**WORK INSTRUCTION:** The expected answer comprises all lines from the entries that contain the string "network".

**PROVIDED INFORMATION:**
※

PR #523, opened 2026-08-18
fix(grpc): run compiled sample_actions on one dedicated thread

cenxiaoxinxin-dotcom:
## What this does
Fixes gRPC `GetActionChunk` crashing with an empty `Inference error:` after `torch.compile(mode="max-autotune")`. CUDA graphs are thread-local; warmup ran on the main thread while RPCs ran on the gRPC pool. Route warmup and every `sample_actions` through one dedicated infer thread, and include the exception type in INTERNAL errors.

## How it was tested
- Reproduced on tuner-dev: HealthCheck succeeded, `GetActionChunk` returned `INTERNAL: Inference error:` (empty `AssertionError` from cudagraph TLS).
- Added `TestInferenceThread` in `tests/scripts/test_grpc_planner_server.py`, pinning both halves of the new contract: `sample_actions` runs on the servicer's own infer worker, and consecutive requests land on that same thread. The assertions compare thread *objects*, not names or idents — a fresh per-call pool reuses the `policy-infer` name, and CPython recycles idents of dead threads, so neither would fail on a regression.
- Mutation-tested those two tests locally: inlining the call (back to the gRPC handler thread) and rebuilding the executor per call each make both tests fail; the current implementation passes.
- `pytest -m "not gpu and not network" tests/scripts/ -n auto` → 344 passed. `pre-commit run --all-files` clean.
- The real `torch.compile` + cudagraph path needs a CUDA box and was not re-run here; the CPU tests pin the threading contract only.

```bash
pytest -sx tests/scripts/test_grpc_planner_server.py::TestInferenceThread
```

On a CUDA box, start the gRPC server, then HealthCheck followed by GetActionChunk on a thread-pool RPC (not the process that constructed the servicer).

## Checklist

### DIFF
--- a/src/opentau/scripts/grpc/server.py
+++ b/src/opentau/scripts/grpc/server.py
@@ -56,7 +56,7 @@ import traceback
 from concurrent import futures
 from dataclasses import asdict
 from pprint import pformat
-from typing import Callable, Iterator
+from typing import Any, Callable, Iterator
 
 import numpy as np
 import torch
@@ -132,9 +132,7 @@ class RobotPolicyServicer(robot_inference_pb2_grpc.RobotPolicyServiceServicer):
         # every later sample_actions must share one dedicated thread — otherwise
         # the first real request dies in cudagraph_trees with a bare
         # AssertionError (empty str → "Inference error: ").
-        self._infer_executor = futures.ThreadPoolExecutor(
-            max_workers=1, thread_name_prefix="policy-infer"
-        )
+        self._infer_executor = futures.ThreadPoolExecutor(max_workers=1, thread_name_prefix="policy-infer")
 
         logger.info(f"Initializing policy on device: {self.device}")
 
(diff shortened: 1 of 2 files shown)


cenxiaoxinxin-dotcom:
Addressed all five findings in 16f689f. Two of them deliberately deviate from the suggested implementation — rationale below so it is on the record.

**Test pinning the dedicated-thread contract (suggestion 3).** The suggested `assert seen_threads == ["policy-infer_0"]` does pin the thread *name*, but I mutation-tested it and it does not kill the whole contract: replacing `self._infer_executor.submit(...)` with a fresh `ThreadPoolExecutor(max_workers=1, thread_name_prefix="policy-infer")` per call reproduces the same name, so the "one shared thread" half still passes. Falling back to `threading.get_ident()` does not help either — CPython recycles idents of dead threads, and that mutation kept passing too. `TestInferenceThread` therefore records thread *objects* and compares identity against the thread the servicer's own executor runs work on:

```python
@staticmethod
def _infer_worker(servicer) -> threading.Thread:
    return servicer._infer_executor.submit(threading.current_thread).result()
```

Both mutations now fail both tests (verified locally): inlining `_run()` puts sampling on `MainThread`, and a per-call pool yields a different object than the servicer's worker.

**`_sample_actions_sync` typing (nit 5).** Annotated `batch: dict[str, Any]` rather than the suggested `dict[str, torch.Tensor]`: `_prepare_observation` also puts `prompt` (a `list[str]`) and the `robot_type` / `control_mode` / `dataset_repo_id` norm-head strings into the batch, so `dict[str, torch.Tensor]` would be a contract the implementation does not honor (CLAUDE.md rule 8). `_prepare_observation`'s own return annotation has the same inaccuracy; left untouched here since it predates this PR and is unrelated to the fix.

The other three are taken as suggested: ruff-format applied (`pre-commit run --all-files` clean), the stale concurrency comment now scopes the lock to sample + `last_accel` atomicity and credits the executor with serializing the sampling, and the error detail uses the lossless `f"{type(e).__name__}: {e}" if str(e) else type(e).__name__`.

Verification: `pre-commit run --files src/opentau/scripts/grpc/server.py tests/scripts/test_grpc_planner_server.py` all green, `pytest -m "not gpu and not network" tests/scripts/ -n auto` → 344 passed. The real `torch.compile` + cudagraph path is still only reproducible on a CUDA box; no GPU here, so `-m gpu` was not run.

shuheng-liu (approved):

※

**TASK RESULT:**
- `pytest -m "not gpu and not network" tests/scripts/ -n auto` → 344 passed. `pre-commit run --all-files` clean.
Verification: `pre-commit run --files src/opentau/scripts/grpc/server.py tests/scripts/test_grpc_planner_server.py` all green, `pytest -m "not gpu and not network" tests/scripts/ -n auto` → 344 passed. The real `torch.compile` + cudagraph path is still only reproducible on a CUDA box; no GPU here, so `-m gpu` was not run.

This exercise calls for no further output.